The proposed clustering algorithm is applied to historical data obtained from the operation of a pilot plant reactor. There are 9 variables monitored at a 5 minute sample rate for a total of 400 observations. The process is affected by a periodic disturbance in the cooling utility which feeds into the reactor jacket, affecting the reactor outputs and creating a cyclic component for several key process variables. In addition to this confounding cycle, there exist events at both low and high frequencies in the data set. Low frequency events include multiple steady states as well as a slow process transition, while the high frequency events include several brief disturbances which are rapidly attenuated.
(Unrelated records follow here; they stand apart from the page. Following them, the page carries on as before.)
PR #1107, opened 2017-04-07
Changing useCache boolean to updateViaCache enum

jakearchibald:

PR #1110, opened 2017-04-09
Update the “Link type "serviceworker"” section

### LINKED ISSUE #1073: Update to reference HTML for link rel=serviceworker
@sideshowbarker added formal definitions for link rel=serviceworker to HTML, containing e.g. authoring conformance requirements, in https://github.com/whatwg/html/pull/2356. The processing model of course stays in this spec. But there are some small tweaks that can be done for integration purposes.

- Update the introductory paragraph in https://w3c.github.io/ServiceWorker/#link-type-serviceworker. You still need to define the term "serviceworker link" but I'd say something like how it can be created with either a `Link` header or a HTML `<{link}>` element with `<{link/rel}>` equal to `"serviceworker"`. Ideally that last should link to https://html.spec.whatwg.org/multipage/semantics.html#link-type-serviceworker.
- https://w3c.github.io/ServiceWorker/#link-element-interface-extensions can be removed. That should hopefully make all links to the content attributes automatically go to their definitions in HTML.
- Step 7 should change to "Let workerType be the state of the `<{link/workertype}>` attribute". HTML now takes care of the missing and invalid value default.
  - Either step 8 should be removed (normative change!), or we should update HTML to have an invalid value default state (say "invalid"), which you can then throw an error on. Let me know what you think is best.

sideshowbarker:
* Add new section “Declaring a "serviceworker" Link header”
* Drop normative requirement to fire an error if link[workertype] value is
  not a valid worker type; instead just abort without firing an error.
* Drop the partial interface IDL for the HTMLLinkElement interface (the
  definitions for the IDL attributes have already been merged directly
  into the HTMLLinkElement interface IDL definition in the HTML spec).

Fixes #1073

### DIFF
--- a/docs/index.bs
+++ b/docs/index.bs
@@ -1777,10 +1777,10 @@ spec: webappsec-referrer-policy; urlPrefix: https://w3c.github.io/webappsec-refe
   <section>
     <h3 id="serviceworker-link-header">Declaring a "serviceworker" <code>Link</code> header</h3>
 
-    A <a>serviceworker link</a> can be declared using a `Link` header</a> [[!RFC5988]] with "`serviceworker`" as the value of the "`rel`" parameter and a [=service worker/script url=] as the <a>target IRI</a>, and the following optional <a>target attributes</a>:
+    A <a>serviceworker link</a> can be declared using a `Link` header</a> [[!RFC5988]] with "`serviceworker`" as the value of the "`rel`" parameter and a [=URL serializer|serialized=] [=service worker/script url=] inside angle brackets ("`<>`") as the <a>target IRI</a>, and the following optional <a>target attributes</a>:
 
     : `scope`
-    :: Value: A [=service worker registration/scope url=].
+    :: Value: A [=URL serializer|serialized=] [=service worker registration/scope url=].
 
     : `workertype`
     :: Value: A [=job/worker type=].
--- a/docs/index.bs
+++ b/docs/index.bs
@@ -86,6 +86,7 @@ spec: rfc5988; urlPrefix: https://tools.ietf.org/html/rfc5988
     type: dfn
         text: context IRI; url: section-5.2
         text: target attribute; url: section-5.4
+        text: target attributes; url: section-5.4
         text: target IRI; url: section-5.1
 
 spec: rfc7230; urlPrefix: https://tools.ietf.org/html/rfc7230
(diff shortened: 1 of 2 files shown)


sideshowbarker:
This needs to wait for #1107 (_Changing useCache boolean to updateViaCache enum_) and needs a further tweak/update if/when https://github.com/whatwg/html/pull/2517 is merged.

sideshowbarker:
I am wondering if there’s an inconsistency in behavior here that we should fix.

Specifically, in this PR we’re dropping the following normative requirement:

> If _workerType_ is not a valid `WorkerType` value, queue a task to fire an event named `error` at the `link` element, and abort these steps.

That’s for the case of the `link` element with an a `workertype` attribute whose value is not a valid `WorkerType` value. But in contrast, in the case of `Link` header with a `workertype` attribute whose value is not a valid `WorkerType` value, the spec still says this:

> Let _workerType_ be the "`workertype`" target attribute of the `Link` header, or "`classic`" if no such attribute is present.
> If _workerType_ is not a valid `WorkerType` value, abort these steps.

So we’re aborting when the `Link` header provides a `workertype` value that’s not valid, but we’re not aborting in when a `link` element provides a `workertype` value that’s not valid.

Is that an inconsistency in behavior that we should fix?

domenic:
> Is that an inconsistency in behavior that we should fix?

I think we could go either way. It's very common for HTML to have an invalid value default for enumerated attributes; I can't think of any that fall back to an error behavior. But I'm not sure about HTTP link parameters. Maybe @mnot can lend us his HTTP knowledge.

Re-stating things: I think an inconsistency is fine if each behavior makes sense within its own domain (HTML vs. HTTP).

domenic:
Wait, no, now I am not so sure, because I started comparing it to HTML on another dimension: script type="" attributes. Those are no-ops for unknown types. (They are not errors though.) Maybe we should be consistent with that...

ylafon:

jungkees:
@mkruisselbrink, do you have bandwidth to review this PR?

docs/index.bs
```diff
@@ -1778,8 +1803,7 @@ spec: webappsec-referrer-policy; urlPrefix: https://w3c.github.io/webappsec-refe
       1. Let |scriptURL| be the result of <a lt="URL parser">parsing</a> the <{link/href}> attribute with the <{link}> element's <a>node document</a>'s <a>document base URL</a>.
       1. Let |scopeURL| be null.
       1. If the <{link/scope}> attribute is present, set |scopeURL| to the result of <a lt="URL parser">parsing</a> the <{link/scope}> attribute with the <{link}> element's <a>node document</a>'s <a>document base URL</a>.
-      1. Let |workerType| be the <{link/workertype}> attribute, or "<code>classic</code>" if the <{link/workertype}> attribute is omitted.
-      1. If |workerType| is not a valid {{WorkerType}} value, <a>queue a task</a> to <a>fire an event</a> named <code>error</code> at the <{link}> element, and abort these steps.
```
jungkees: Removing this condition entirely seems not desirable. Keep it as-is or at least abort would be needed I guess.

jungkees:
@sideshowbarker, both https://github.com/w3c/ServiceWorker/pull/1107 and https://github.com/whatwg/html/pull/2517 were merged. So, I think we can continue on this PR. It looks good with needing to have a decision on https://github.com/w3c/ServiceWorker/pull/1110#discussion_r120542687.

/cc @domenic, @mnot

sideshowbarker:
> both https://github.com/w3c/ServiceWorker/pull/1107 and https://github.com/whatwg/html/pull/2517 were merged. So, I think we can continue on this PR. It looks good with needing to have a decision on https://github.com/w3c/ServiceWorker/pull/1110#discussion_r120542687

OK, great—so @domenic, what do we want to do for https://github.com/w3c/ServiceWorker/pull/1110#discussion_r120542687?

domenic:
Hmm, I did seem to forget that.

I have started to think that the best thing to do is to no-op on invalid worker types. This means we need another HTML spec tweak (maybe update https://github.com/whatwg/html/pull/2740) to add a third state, _invalid_, and make that the invalid value default. Then this spec can no-op when it encounters the _invalid_ state.

domenic:
https://github.com/whatwg/html/pull/2740 is updated so you can now count on the attribute being in one of three states: classic, module, or invalid.

sideshowbarker:
@jungkees after you (re)review this I’ll rebase so it’ll be ready to merge

docs/index.bs
```diff
@@ -1744,12 +1745,36 @@ spec: webappsec-referrer-policy; urlPrefix: https://w3c.github.io/webappsec-refe
...
+  A [=/service worker registration=] and its [=service worker registration/scope url=] are created by a <dfn id="dfn-serviceworker-link">serviceworker link</dfn>, which is declared using a <a href="#serviceworker-link-header">"serviceworker" `Link` header</a> or a <{link}> element whose <{link/rel}> attribute contains the keyword "<{link/rel/serviceworker}>".
 
   <section>
-    <h3 id="link-header-processing">Processing the <code>Link</code> header</h3>
+    <h3 id="serviceworker-link-header">Declaring a "serviceworker" <code>Link</code> header</h3>
+
+    A <a>serviceworker link</a> can be declared using a `Link` header</a> [[!RFC5988]] with "`serviceworker`" as the value of the "`rel`" parameter and a [=service worker/script url=] as the <a>target IRI</a>, and the following optional <a>target attributes</a>:
+
+    : `scope`
+    :: Value: A [=service worker registration/scope url=].
```
jungkees: I'm not sure but would like to check if some serialized url should be used for this? scope url is a URL record.

Can @annevk help?

jungkees:
@sideshowbarker, LGTM with checking https://github.com/w3c/ServiceWorker/pull/1110#discussion_r121320854. Thanks!

docs/index.bs
jungkees: @sideshowbarker, checking https://tools.ietf.org/html/rfc5988#section-5, I think we can just say ":: Value: A [=service worker registration/scope url=] as a URI-Reference" or something like that. WDYT?

And for the script url above, "a [=service worker/script url=] as a URI-Reference inside angle brackets ("<>")" seems clearer I guess. Please correct me if I'm wrong.

mnot:
Sorry, missed that. There aren't any special considerations for `Link` header attributes regarding defaults; if you want to define them, and make them different in different places, that's up to you.

docs/index.bs
domenic: I think it's better not to reference obsoleted concepts like URI. Instead I'd do ", serialized", linking to https://url.spec.whatwg.org/#concept-url-serializer (so I think that's `[=URL serializer|serialized=]`).

jungkees:
@sideshowbarker, could you address https://github.com/w3c/ServiceWorker/pull/1110#discussion_r122037640 to merge?

sideshowbarker:
> @sideshowbarker, could you address #1110 (comment) to merge?

Done in https://github.com/w3c/ServiceWorker/pull/1110/commits/555acd398e3fd3669a772497d0d6775b4a9a6a0d

Sorry for having taken so long to get back to this

jungkees:
Merged. Thanks a lot @sideshowbarker!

The clustering algorithm has identified 5 distinct modes of operation. One cluster is identified as the desired regime of operation, and fault diagnosis using variable contribution analysis is performed to isolate the nature of the other faulty regimes. A PCA model is formed for most (but not all) of the samples in the normal operating regime, and then the entire data set of 400 observations is projected into this PCA model. Variable contributions to the model error (the Q-statistic) at each sampling instance and for each variable are computed. By comparing the variable contributions for a given variable to the modeled period, relatively large contributions indicate variables not conforming to normal operation. Unmodeled data within the desired operating regime exhibit small contributions for all variables, validating the performance of the process model. Larger variable contributions for certain variables in the faulty regimes indicate specific sets of variables affected by the faults, allowing inference as to their root causes.
In summary, the cluster analysis is shown to be an effective tool for process monitoring and fault diagnosis.